A Nigerian
proverb says insofar as the last louse has not been killed in the hair, the
fingers cannot be rid of bloodstains. I say this to underscore how we must keep
talking and acting on our security challenges until we find a common solution
to them. We cannot trade blame and behave in a bipolar fashion and yet expect success.
Society is only successful because we agree to cooperate with one another. What
happens when this cooperation is lost; when this social contract is breached?
When it breaks down, people take the law into their own hands. That is when we
get anarchy; that is when we get terrorism or whatever we may wish to call it.
BOKO HARAM is
the monster that has been created by the inequity of our society. We need to address
this situation now or they will win, because the continuing inequity feeds
them. It seems to me that they are the winners here. What they seek is
attention and that is what they are getting. From the president of the United
States wife, his wife, Michel Obama, to the British Prime Minister David
Cameron, everyone is holding up posters saying #BringBackOurGirls. Not that
this is bad; after all it has drawn the world to our government’s inability to
deliver on its first constitutional responsibility – protecting us. Boko Haram revels in the spotlight, they bask
in the euphoria of the global platform we’ve accorded them free of charge.
It is one
thing for global figures and celebrities to post Twitter and Facebook pictures
using Nigeria’s most viral hash tag, but what do they achieve by this? Their intervention should include putting the
Nigerian government under constant, consistent and continuous pressure to spend
those security votes they have been amassing for themselves wisely by protecting
the nation that they have sworn to protect. I know that if this situation had
occurred in Europe, and the girls were little white girls, the news would be on
24/7 until those girls were found and all the analysis in the world would take
place to investigate the root cause of such an evil barbaric act. Although even
Boko Haram or we have managed to get this to the attention of the international
community, I am not sure that we appreciate the gravity of what has gotten us
here.
The residents
of Borno live increasingly in fear and tension. We should not feel removed at
all from Chibok the village. It could be our city tomorrow. Have we taken time
to ask ourselves: “Why is it that these girls ready for WAEC exams (O’ levels)

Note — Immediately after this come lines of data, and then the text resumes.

Issue #511, opened 2015-07-09
enable toggling between timeseries and per-match MMR graphs


howardchung:
feature requested on reddit

howardc93:
resources for c3:
http://c3js.org/examples.html

PR #632, opened 2015-09-12
Actions

### LINKED ISSUE #454: tool-tip clarity/consistency
update tool-tips across the site for clarity and consistent style

TODO:
- [x] externalize tooltip strings
- [x] tooltips for categories in player pages (histograms, records, trends, compare)
- [x] tooltip for "status" column in player match tables

### LINKED ISSUE #591: sentry and dusts are not tracked as sets
hi,
Currently the tooltip for sentries and dust bought(http://yasp.co/matches/1730394899/purchases) ends with "(x2)" which, would imply that to get the real amount of sentries/dusts you would you have to multiple the number by 2. This is not the case, so I suggest just removing the (x2).

### LINKED ISSUE #596: trends/over time statistics
I suppose it would not be too hard to supply a "rolling" average of all the stats we already keep track of (same set as histograms, records, compare).

As we iterate through a player's matches, for each stat we can take the current sum and divide by the current N, and push the number into an array.  The resulting array can then form a trend/over-time graph of the player's performance in that stat.

The only potential sticking point is how this might affect cached players when we add matches out of order (though request form or filling in through full history).  

Potential solutions:
* Flush player caches when we add a match with that player.  Makes the cache not that useful if we clear it every time someone plays a match.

cannot speak English?” They are barely articulate. Are they taught in English?
What quality of education are they getting? This is true of schools all over
Nigeria. What does this have to do with
the state of mind of the average citizen in Borno?
We should
hearken to Ayn Rand’s statement: “When you see that trading is done, not by
consent but by compulsion, when you see that in order to produce, you need to
obtain permission from men who produce nothing, when you see money flowing to
those who deal not in goods but in favours, when you see that men get richer by
graft and pull than by work and your laws don’t protect you against them but
protect them against you, when you see corruption being rewarded and honesty
becoming a self sacrifice, you may know that your society is doomed.”
Let us see if
we as a people have learnt a lesson from the awful situation in which these
children find themselves. Let us hope that it will act as a wake-up call to all
Nigerians that we need to pull our socks up and start to do things properly. Remember that we are a sovereign nation. There
is so much that outsiders can do for us, short of inviting them into our
country to take over our affairs. We are all aware of the dangers of that. In
fact it seems that that imperialist mentality is exactly what our government,
our colonial monkeys are practising that has gotten us to where we are today.
And in all of
this, who is the loser? You and me. We should not allow them and any other
copycat body that is watching to feel that they can. The schools are closed, parents
and children terrorised and living in fear, their faces all over the international
media for the wrong reasons. This is not about religion or ethnicity. It is
about good governance. We cannot leave our fate in the hands of politicians; we
have seen their hands. We need to demand answers always and keep this marching
culture alive; otherwise the terrorists will come and will march all over us. #BringBackOurGirls.